(Supplied records Opens)

PR #307, opened 2018-11-19
Use Mozilla plural forms in AR locale

vladikoff:
Fixes https://github.com/mozilla/fxa-auth-server/issues/2714

@flodolo @mathjazz Any ideas here why the current Plural form would be causing problems?

If I change it to this one or switch it with a Russian one, then it fixes https://github.com/mozilla/fxa-auth-server/issues/2714 and Arabic translations start working again. Have you seen that before?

(Supplied records Closes)

• _Problem details_
For the word "auth", return every line of the records that holds it.

• _Answer to this exercise_
Fixes https://github.com/mozilla/fxa-auth-server/issues/2714
If I change it to this one or switch it with a Russian one, then it fixes https://github.com/mozilla/fxa-auth-server/issues/2714 and Arabic translations start working again. Have you seen that before?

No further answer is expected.